This thesis aims to provide a framework for combining complementary tools that enable robots to manipulate objects in the world using diverse forms of knowledge. We consider heterogeneous types of knowledge, such as physics-based models, learned dynamics models, and model-free skills learned from human demonstrations. Each form of knowledge comes with its own assumptions about the world and the resources required. We approach the problem of using knowledge for decision-making primarily through a model-based planning lens, where robots use predictive models to select actions that achieve desired outcomes.

While predictive models are widely used for task and motion planning, there are often situations where their predictions deviate from real-world behavior, potentially causing task failure or even damage. Despite the limitations of all models, this thesis argues that models remain useful, even when highly inaccurate, if their limitations are properly accounted for. We consider various forms of model inaccuracy, including structural limitations of what the model can represent. Within this framework, we seek to expand robot capabilities by learning how models differ from reality using real-world data. Specifically, we learn and use regions of state-action space, called \textit{model preconditions} where the model reliably represents real-world dynamics. Quantifying model preconditions enables efficient capability expansion when acquiring knowledge to solve new tasks. Since knowledge acquisition through new data, such as human demonstrations or trying potentially unsafe actions in the real world can be costly, efficiency is crucial.

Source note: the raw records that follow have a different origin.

PR #7903, opened 2024-05-17
[WIP][Dependent] Fix task creation with cloud storage data

Marishka17:
### Motivation and context

This PR contains several fixes:
- Optimized memory usage by not keeping all downloaded images/part of images in memory while creating a manifest file
- Optimized the number of requests to CS providers by downloading only images from a specified range (`use_cache` in True/False)
### How has this been tested?

This table contains metrics (required time and memory usage) obtained before this fix and after.
 
| with/without fix| Threads count | Time for partially files downloading & preparing manifest | Memory usage diff after `_create_task_manifest_from_cloud_data` (MB) |
| ------ | ------ | ------ | ------ |
| without | 1 | 0:01:02.797817 | 222 |
| without | 2 | 0:00:11.307688 | 225 |
| with | 1 | 0:00:12.622483 | 16.5 |
| with | 2 | 0:00:13.004692 | 17.2 |

Testing dataset contains 4000 images, its size is about 400MB, 64 KB was downloaded on average for each image.

<details>
   <summary>Details</summary> 
      
      after fix:
      1 thread
      Required time:  0:00:12.622483
      280.7 MiB      0.0 MiB           1                   if data['stop_frame'] is not None:
         727                                                             stop_frame = min(stop_frame, data['stop_frame'])
         728    297.2 MiB     16.5 MiB           2                   _create_task_manifest_from_cloud_data(
         729    280.7 MiB      0.0 MiB           1                       db_data.cloud_storage, sorted_media, manifest,
         730    280.7 MiB      0.0 MiB           1                       start_frame=db_data.start_frame, stop_frame=stop_frame, step=db_data.get_frame_step()
         731                                                         )
         732                                         
         733    297.2 MiB      0.0 MiB           1       av_scan_paths(upload_dir)
      
      2 threads
      Required time:  0:00:13.004692
      726    281.1 MiB      0.0 MiB           1                   if data['stop_frame'] is not None:
         727                                                             stop_frame = min(stop_frame, data['stop_frame'])
         728    298.3 MiB     17.2 MiB           2                   _create_task_manifest_from_cloud_data(
         729    281.1 MiB      0.0 MiB           1                       db_data.cloud_storage, sorted_media, manifest,
         730    281.1 MiB      0.0 MiB           1                       start_frame=db_data.start_frame, stop_frame=stop_frame, step=db_data.get_frame_step()
         731                                                         )
         732                                         
         733    298.3 MiB      0.0 MiB           1       av_scan_paths(upload_dir)
      
      without fix:
      1 thread
      Required time:  0:01:02.797817
      688    280.5 MiB      0.0 MiB           1               if manifest_file:
         689                                                         # Define task manifest content based on cloud storage manifest content and uploaded files
         690                                                         _create_task_manifest_based_on_cloud_storage_manifest(
         691                                                             sorted_media, cloud_storage_manifest_prefix,
         692                                                             cloud_storage_manifest, manifest)
         693                                                     else: # without manifest file but with use_cache option
         694                                                         # Define task manifest content based on list with uploaded files
         695    502.6 MiB    222.1 MiB           1                   _create_task_manifest_from_cloud_data(db_data.cloud_storage, sorted_media, manifest)
         696                                         
         697    502.6 MiB      0.0 MiB           1       av_scan_paths(upload_dir)
      
      2 threads
      Required time:  0:00:11.307688
      280.8 MiB      0.0 MiB           1               if manifest_file:
         689                                                         # Define task manifest content based on cloud storage manifest content and uploaded files
         690                                                         _create_task_manifest_based_on_cloud_storage_manifest(
         691                                                             sorted_media, cloud_storage_manifest_prefix,
         692                                                             cloud_storage_manifest, manifest)
         693                                                     else: # without manifest file but with use_cache option
         694                                                         # Define task manifest content based on list with uploaded files
         695    506.0 MiB    225.2 MiB           1                   _create_task_manifest_from_cloud_data(db_data.cloud_storage, sorted_media, manifest)
         696                                         
         697    506.0 MiB      0.0 MiB           1       av_scan_paths(upload_dir)
</details>

### Checklist

### License

## Summary by CodeRabbit

- **New Features**
  - Introduced threading logic for bulk downloads to enhance performance based on CPU capabilities and file count.
  - Added new classes `Named` and `NamedBytesIO` for better handling of file attributes in image processing.

- **Improvements**
  - Optimized memory usage and request handling for creating manifest files.
  - Enhanced handling of image sources and iteration logic in `DatasetImagesReader`.

- **Configuration**
  - Added global settings for cloud data downloading thread management.

- **Bug Fixes**
  - Improved retrieval of preview information from manifests to ensure robustness.

- **Documentation**
  - Updated internal documentation to reflect new threading logic and image processing enhancements.


utils/dataset_manifest/core.py
```diff
@@ -182,37 +193,69 @@ def step(self):
...
             else:
-                yield dict()
+                for image in self._sources:
+                    yield self._get_img_properties(image)
+        else:
+            sources = iter(self._sources) if not self._is_generator_used else self._sources
+
+            assert self.start is not None
+            assert self.stop is not None
+            assert self.step is not None
```
Marishka17, line 250: remove debug code

utils/dataset_manifest/core.py
```diff
@@ -383,8 +428,9 @@ def _parse_line(self, line):
                 offset = self._index[line]
                 manifest_file.seek(offset)
                 properties = manifest_file.readline()
+                # fixme: remove from common class
```
Marishka17, line 431: remove or fix comments not related to this PR

cvat/apps/engine/task.py
```diff
@@ -686,7 +713,13 @@ def _update_status(msg: str) -> None:
                     cloud_storage_manifest, manifest)
             else: # without manifest file but with use_cache option
                 # Define task manifest content based on list with uploaded files
-                _create_task_manifest_from_cloud_data(db_data.cloud_storage, sorted_media, manifest)
+                stop_frame = len(sorted_media)
+                if data['stop_frame'] is not None:
```
Marishka17, line 717: refactor code to remove duplicates

Marishka17:
@zhiltsov-max, Could you please take a look at the PR?  I've added small comments that should be fixed but I can fix them only in the evening probably.

utils/dataset_manifest/core.py
```diff
@@ -182,37 +193,69 @@ def step(self):
...
+        if self._use_image_hash:
+            image_properties['checksum'] = md5_hash(img)
 
-                yield image_properties
+        return image_properties
+
+    def __iter__(self):
+        if not self.are_sources_filtered:
+            if self.stop is not None:
+                index_range = range(self.start, self.stop, self.step)
```
zhiltsov-max, line 227: Probably, +1 is required for stop.

utils/dataset_manifest/core.py
```diff
@@ -182,37 +193,69 @@ def step(self):
...
+                for image in self._sources:
+                    yield self._get_img_properties(image)
+        else:
+            sources = iter(self._sources) if not self._is_generator_used else self._sources
+
+            assert self.start is not None
+            assert self.stop is not None
+            assert self.step is not None
+
+            index_range = range(self.start, self.stop, self.step)
```
zhiltsov-max, line 252: Probably, + 1 is required for stop.

utils/dataset_manifest/core.py
```diff
@@ -182,37 +193,69 @@ def step(self):
...
+            for idx in range(self.stop):
```
zhiltsov-max, line 253: Probably, + 1 is required for stop.

utils/dataset_manifest/core.py
```diff
@@ -611,6 +665,13 @@ def create(self, content=None, _tqdm=None):
 
         self.set_index()
 
+    def get_first_not_empty_item(self) -> ImageProperties:
+        for _, image in self:
+            if image:
+                return image
+
+        raise InvalidManifestError('Manifest is empty')
```
zhiltsov-max, line 673: It feels like this API change should be at least reflected in the PR description.

cvat/apps/engine/task.py
```diff
@@ -481,11 +481,25 @@ def _create_task_manifest_from_cloud_data(
...
+    filtered_sorted_media = [sorted_media[idx] for idx in index_range]
+    content_generator = cloud_storage_instance.bulk_download_to_memory(filtered_sorted_media)
+
+    manifest.link(
+        sources=content_generator,
+        DIM_3D=dimension == models.DimensionType.DIM_3D,
+        stop=stop_frame,
+        start=start_frame,
+        step=step,
+        are_sources_filtered=True,
```
zhiltsov-max, line 501: Can this parameter be removed? E.g. if the `sources` contain something like a list of paths or bytes or the resulting structure (which is now just a dict).

utils/dataset_manifest/core.py
```diff
@@ -182,37 +193,69 @@ def step(self):
...
-                if self._use_image_hash:
-                    image_properties['checksum'] = md5_hash(img)
+        if self._use_image_hash:
+            image_properties['checksum'] = md5_hash(img)
 
-                yield image_properties
+        return image_properties
+
+    def __iter__(self):
+        if not self.are_sources_filtered:
```
zhiltsov-max, line 225: Consider replacing all these branches with just 1 algorithm instead. It will help to avoid problems such as updating only one branch when all of them need to be updated.

utils/dataset_manifest/core.py
```diff
@@ -182,37 +193,69 @@ def step(self):
...
+            assert self.stop is not None
+            assert self.step is not None
+
+            index_range = range(self.start, self.stop, self.step)
+            for idx in range(self.stop):
+                if idx in index_range:
+                    image = next(sources)
+                    yield self._get_img_properties(image)
+                else:
+                    yield dict()
```
zhiltsov-max, line 258: Consider this as a function, which can be applied to an iterator and return an iterator.

zhiltsov-max (commented):
There are quite a few places where stop is changed from (the last valid index) to (the first index after the last valid index). In most places in CVAT it's used in the first meaning, I suggest avoiding changing this to avoid confusion.

utils/dataset_manifest/core.py
```diff
@@ -139,23 +140,33 @@ def __iter__(self) -> Iterator[Union[int, Tuple[int, int, str]]]:
...
+    ):
+        self._is_generator_used = isgenerator(sources)
+
+        if not self._is_generator_used:
+            raw_data_used = not isinstance(sources[0], str)
+            func = (lambda x: x.filename) if raw_data_used else None
+            self._sources = sort(sources, sorting_method, func=func)
+        else:
+            if sorting_method != SortingMethod.PREDEFINED:
+                raise ValueError('Only SortingMethod.PREDEFINED can be used with generator')
```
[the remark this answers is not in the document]
Marishka17: No, we cannot apply sorting in that case because we don't want to keep all files in memory to perform sorting. Besides that, `ThreadPoolExecutor.map` keeps sequence order and the list of files is sorted before downloading step.

cvat/apps/engine/cache.py
```diff
@@ -312,7 +312,7 @@ def _prepare_cloud_preview(self, db_storage):
             manifest.set_index()
```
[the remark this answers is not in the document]
Marishka17: Not really because without this optimization it was impossible to create a task from the cloud storage with `use_cahce==True` with a huge dataset because the background job would crash due to reaching the memory limit.

cvat/apps/engine/cloud_provider.py
```diff
@@ -196,29 +202,39 @@ def optimally_image_download(self, key: str, chunk_size: int = 65536) -> BytesIO
...
-                return pool.map(func, files)
+        if threads_number is None:
+            threads_number = min(CPU_NUMBER, MAX_THREADS_NUMBER, max(math.ceil(len(files) / NUMBER_OF_FILES_PER_THREAD), 1))
         else:
-            slogger.glob.warning('Download files to memory in series in one thread.')
-            return [func(f) for f in files]
+            threads_number = min(threads_number, CPU_NUMBER, MAX_THREADS_NUMBER)
+
+        if threads_number == 1:
+            slogger.glob.info('Download files to memory in series in one thread.')
```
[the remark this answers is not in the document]
Marishka17: removed

cvat/apps/engine/task.py
```diff
@@ -481,11 +481,25 @@ def _create_task_manifest_from_cloud_data(
...
+    stop_frame: int,
+    start_frame: int = 0,
+    step: int = 1,
     dimension: models.DimensionType = models.DimensionType.DIM_2D,
 ) -> None:
     cloud_storage_instance = db_storage_to_storage_instance(db_storage)
-    content = cloud_storage_instance.bulk_download_to_memory(sorted_media)
-    manifest.link(sources=content, DIM_3D=dimension == models.DimensionType.DIM_3D)
+    index_range = range(start_frame, stop_frame, step)
+    filtered_sorted_media = [sorted_media[idx] for idx in index_range]
```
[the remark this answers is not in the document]
Marishka17: Are you talking about real storage content? Or about storage content defined in server code? In any case, I believe this should be fixed in a separate PR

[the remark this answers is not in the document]
Marishka17: yeah, thanks for pointing that out

utils/dataset_manifest/core.py
```diff
@@ -139,23 +140,33 @@ def __iter__(self) -> Iterator[Union[int, Tuple[int, int, str]]]:
...
+            self._sources = sources
         self._meta = meta
         self._data_dir = kwargs.get('data_dir', None)
         self._use_image_hash = use_image_hash
         self._start = start
-        self._stop = stop if stop else len(sources)
+        self._stop = stop if stop or self._is_generator_used else len(sources)
```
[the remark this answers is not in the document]
Marishka17: added using `islice` in `__iter__` method

utils/dataset_manifest/core.py
Marishka17: I believe I've updated all places where `stop_frame` is defined and then used in ranges

cvat/apps/engine/task.py
Marishka17: Initially, I would like to add handling not only cases when the `sources` variable is generator returned after partial downloading of images but also add the ability to create manifest from images generator without passing stop frame. But I've removed handling this case since we do not use it anywhere.

utils/dataset_manifest/core.py
Marishka17: I do not see here a necessity to move this code into a separate function since now __iter__ does not look like a huge function

cvat/apps/engine/cloud_provider.py
```diff
@@ -35,6 +37,16 @@
...
 
+CPU_NUMBER = get_cpu_number()
+MAX_THREADS_NUMBER = 4
+NUMBER_OF_FILES_PER_THREAD = 1000
+
+def normalize_threads_number(threads_number: Optional[int], number_of_files: int) -> int:
+    if threads_number is None:
+        return min(CPU_NUMBER, MAX_THREADS_NUMBER, max(math.ceil(number_of_files / NUMBER_OF_FILES_PER_THREAD), 1))
+
+    return min(threads_number, CPU_NUMBER, MAX_THREADS_NUMBER)
```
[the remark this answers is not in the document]
Marishka17: I prefer my version

utils/dataset_manifest/core.py
```diff
@@ -182,35 +194,41 @@
...
-                yield image_properties
+        return image_properties
+
+    def __iter__(self):
+        sources = self._sources if self._is_generator_used else islice(self._sources, self.start, self.stop + 1, self.step)
+
+        for idx in range(self.stop + 1):
+            if idx in range(self.start, self.stop + 1, self.step):
+                image = next(sources)
+                yield self._get_img_properties(image)
```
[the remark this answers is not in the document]
Marishka17: your code is incorrect

cvat/apps/engine/task.py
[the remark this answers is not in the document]
zhiltsov-max: The real storage contents.
1. The user selects some files in task creation UI
2. The task creation request is put into the queue
3. The storage contents are modified
4. The task creation starts

utils/dataset_manifest/core.py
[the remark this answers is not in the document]
zhiltsov-max: What do you mean by "keep all the files in the memory"? Getting the list of files from the storage should be enough for sorting and/or filtering the range. After the requested segment of the list is obtained, it can be sorted as requested. Then, the actual images can be downloaded for further processing.

utils/dataset_manifest/core.py
```diff
@@ -182,35 +194,41 @@ def step(self):
...
```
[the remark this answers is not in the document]
zhiltsov-max: @coderabbitai, this code must produce empty dicts for skipped indices in the range.

cvat/apps/engine/cloud_provider.py
```diff
@@ -196,29 +206,30 @@ def optimally_image_download(self, key: str, chunk_size: int = 65536) -> BytesIO
...
+        *,
+        threads_number: Optional[int] = None,
+    ) -> None:
+        threads_number = normalize_threads_number(threads_number, len(files))
+
         args = zip(files, [os.path.join(upload_dir, f) for f in files])
         if threads_number > 1:
             with ThreadPool(threads_number) as pool:
-                return pool.map(lambda x: self.download_file(*x), args)
+                pool.map(lambda x: self.download_file(*x), args)
```
zhiltsov-max, line 231: Probably, you need to wait for the results of the call. The function returns futures to be awaited without waiting for their completion. A simple way is to add a `list()` call for the map result.

https://docs.python.org/3/library/concurrent.futures.html#concurrent.futures.Executor.map

utils/dataset_manifest/core.py
```diff
@@ -182,35 +194,41 @@ def step(self):
...
-        for idx in range(self._stop):
-            if idx in self.range_:
-                image = next(sources)
-                img = Image.open(image, mode='r')
+    def _get_img_properties(self, image: Union[str, BytesIO]) -> Dict[str, Any]:
+        img = Image.open(image, mode='r')
+        if self._data_dir:
+            img_name = os.path.relpath(image, self._data_dir)
+        else:
+            img_name = os.path.basename(image) if isinstance(image, str) else image.filename
```
zhiltsov-max, line 202: The `BytesIO` class doesn't have the `filename` member.

utils/dataset_manifest/core.py
zhiltsov-max: Agree, now the function seems to be small enough.

cvat/apps/engine/task.py
```diff
@@ -657,7 +671,20 @@ def _update_status(msg: str) -> None:
...
+
+            if media['image']:
+                start_frame = db_data.start_frame
+
+                stop_frame = len(filtered_data)
+                if data['stop_frame'] is not None:
+                    stop_frame = min(stop_frame, data['stop_frame'] + 1)
+
+                step = db_data.get_frame_step()
+                if start_frame or step != 1 or stop_frame != len(filtered_data):
```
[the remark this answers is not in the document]
zhiltsov-max: Seems to be fixed now.

cvat/apps/engine/cloud_provider.py
zhiltsov-max, line 231: The `map()` function returns a generator. The results can be missing when the code here exits. Consider adding a `list()` call for the map result.

https://docs.python.org/3/library/concurrent.futures.html#concurrent.futures.Executor.map

utils/dataset_manifest/core.py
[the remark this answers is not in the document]
zhiltsov-max: If the list of files is first obtained from the storage, gets filtered, sorted, and then the requested files are downloaded and passed here in a generator, it's ok.

cvat/apps/engine/cloud_provider.py
Marishka17: Honestly, it is not true since `ThreadPool` was used here, but okay, I switched to `ThreadPoolExecutor`

utils/dataset_manifest/core.py
Marishka17: Fixed types

cvat/apps/engine/cloud_provider.py
zhiltsov-max: Ok, you're right, I checked the wrong type. The updated version looks ok to me, but I'd probably just use a `map` call, as it was earlier, for simplicity.

Marishka17: > but I'd probably just use a map call, as it was earlier, for simplicity

I've used `map` in the `bulk_download_to_memory` method because we need to keep the order of files, but here we don't need that and I guess using `as_complited` will be faster, but I've not checked yet.

cvat/apps/engine/cloud_provider.py
```diff
@@ -31,10 +32,27 @@
...
 ImageFile.LOAD_TRUNCATED_IMAGES = True
 
+CPU_NUMBER = get_cpu_number()
+
+def normalize_threads_number(threads_number: Optional[int], number_of_files: int) -> int:
+    if threads_number is None:
+        return min(CPU_NUMBER, settings.CVAT_MAX_THREADS_NUMBER_FOR_DATA_DOWNLOADING, max(math.ceil(number_of_files / settings.CVAT_NUMBER_OF_FILES_PER_THREAD), 1))
+
+    return min(threads_number, CPU_NUMBER, settings.CVAT_MAX_THREADS_NUMBER_FOR_DATA_DOWNLOADING)
+
```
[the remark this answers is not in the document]
Marishka17: @coderabbitai, they are configurable now since these settings were moved into settings/base.py. I don't think that it is necessary to add such env variables. Please check the settings one more time and don't repeat other people's comments.

cvat/apps/engine/cloud_provider.py
zhiltsov-max: Seems like `wait()` would be a more focused choice for this use case. But speaking of downloading performance, I doubt any of these choices would affect it. This is handled by the pool task queue, which executes the submitted tasks after the previous ones are completed (not collected).

https://docs.python.org/3/library/concurrent.futures.html#concurrent.futures.wait

cvat/apps/engine/cloud_provider.py
```diff
@@ -31,10 +32,43 @@
...
 
+CPU_NUMBER = get_cpu_number()
+
+def normalize_threads_number(
+    threads_number: Optional[int], number_of_files: int
+) -> int:
+    threads_number = (
+        min(
+            CPU_NUMBER,
+            settings.CVAT_MAX_THREADS_NUMBER_FOR_DATA_DOWNLOADING,
```
zhiltsov-max, line 56:
```suggestion
            settings.CVAT_MAX_THREADS_NUMBER_FOR_DATA_DOWNLOADING,
```
Consider renaming to `CVAT_MAX_DATA_DOWNLOADING_THREADS` for brevity.

Marishka17:
@coderabbitai, can you please remove all your comments from this PR?

cvat/apps/engine/task.py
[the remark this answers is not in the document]
Marishka17: Honestly, right now I'm not sure how it should be fixed and should be fixed at all, but I suggest submitting a new issue.

utils/dataset_manifest/core.py
Marishka17: why? I guess it is internal API and it's not worth mentioning that it was added

Marishka17:
@zhiltsov-max, I've applied all your comments, could you please take a look at the PR one more time?

utils/dataset_manifest/core.py
zhiltsov-max: Ok, I see it's handled internally, so it can be ignored.

cvat/apps/engine/cloud_provider.py
```diff
@@ -176,51 +210,52 @@ def optimally_image_download(self, key: str, chunk_size: int = 65536) -> BytesIO
...
+        threads_number: Optional[int] = None,
+    ) -> None:
+        threads_number = normalize_threads_number(threads_number, len(files))
+
+        with ThreadPoolExecutor(max_workers=threads_number) as executor:
+            futures = [executor.submit(self.download_file, f, os.path.join(upload_dir, f)) for f in files]
+            done, _ = wait(futures, return_when=FIRST_EXCEPTION)
+            for future in done:
+                if ex := future.exception():
+                    raise ex
```
zhiltsov-max, line 258: I feel that this implementation can store all the thread results in memory

Given a simple script like this:
```python
from concurrent.futures import ThreadPoolExecutor
import sys
from time import sleep


class ObjectWithAllocationReporting:
    def __init__(self, i) -> None:
        self.id = i
        print("created", self.id)

    def __del__(self) -> None:
        print("deleted", self.id)

def main() -> int:
    def _foo_with_result(i: int) -> ObjectWithAllocationReporting:
        return ObjectWithAllocationReporting(i)

    def _foo_without_result(i: int) -> None:
        ObjectWithAllocationReporting(i)
        # can also be a wrapper around a function with a result
        # can also add del here to be sure

    for callback in [
        _foo_with_result,
        _foo_without_result,
    ]:
        print(callback)
        with ThreadPoolExecutor(2) as pool:
            results = pool.map(callback, range(6))
            sleep(5)
            print("slept")
            list(results)

    return 0

if __name__ == "__main__":
    sys.exit(main())
```

Output:
```
<function main.<locals>._foo_with_result at 0x7fc98bd54e50>
created 0
created 1
created 2
created 3
created 4
created 5
slept
deleted 5
deleted 4
deleted 3
deleted 2
deleted 1
deleted 0
<function main.<locals>._foo_without_result at 0x7fc98bd54ee0>
created 0
deleted 0
created 1
deleted 1
created 2
deleted 2
created 3
created 4
deleted 3
deleted 4
created 5
deleted 5
slept
```

Probably, it's not what we want for big datasets, as there is going to be some time between the tasks are started and the results are collected.

zhiltsov-max:
@Marishka17, do you want to finalize the PR?

Marishka17:
> do you want to finalize the PR?

@zhiltsov-max, probably yes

By defining model preconditions using predictive accuracy, we show that with very little data, task reliability can be significantly improved. By learning a model deviation estimator (MDE), we can constrain planning to regions where the model is accurate, thereby increasing the reliability of plans. Although the MDE formulation of a model precondition can be learned from pre-existing data, we present a method for actively learning a model precondition.  The thesis then introduces algorithms that use model preconditions to expand the robot’s capabilities. One method enables planning with multiple inaccurate models of varying forms and computational requirements, leading to more efficient planning and reliable execution while preserving theoretical guarantees of optimality. We also address situations where available models are insufficient for solving the problem. First, we demonstrate a method for integrating model-free skills into model-based planning with low data requirements.  Second, we propose a dynamics adaptation algorithm that efficiently selects and updates data for learned dynamics models, expanding capabilities to more complex dynamics.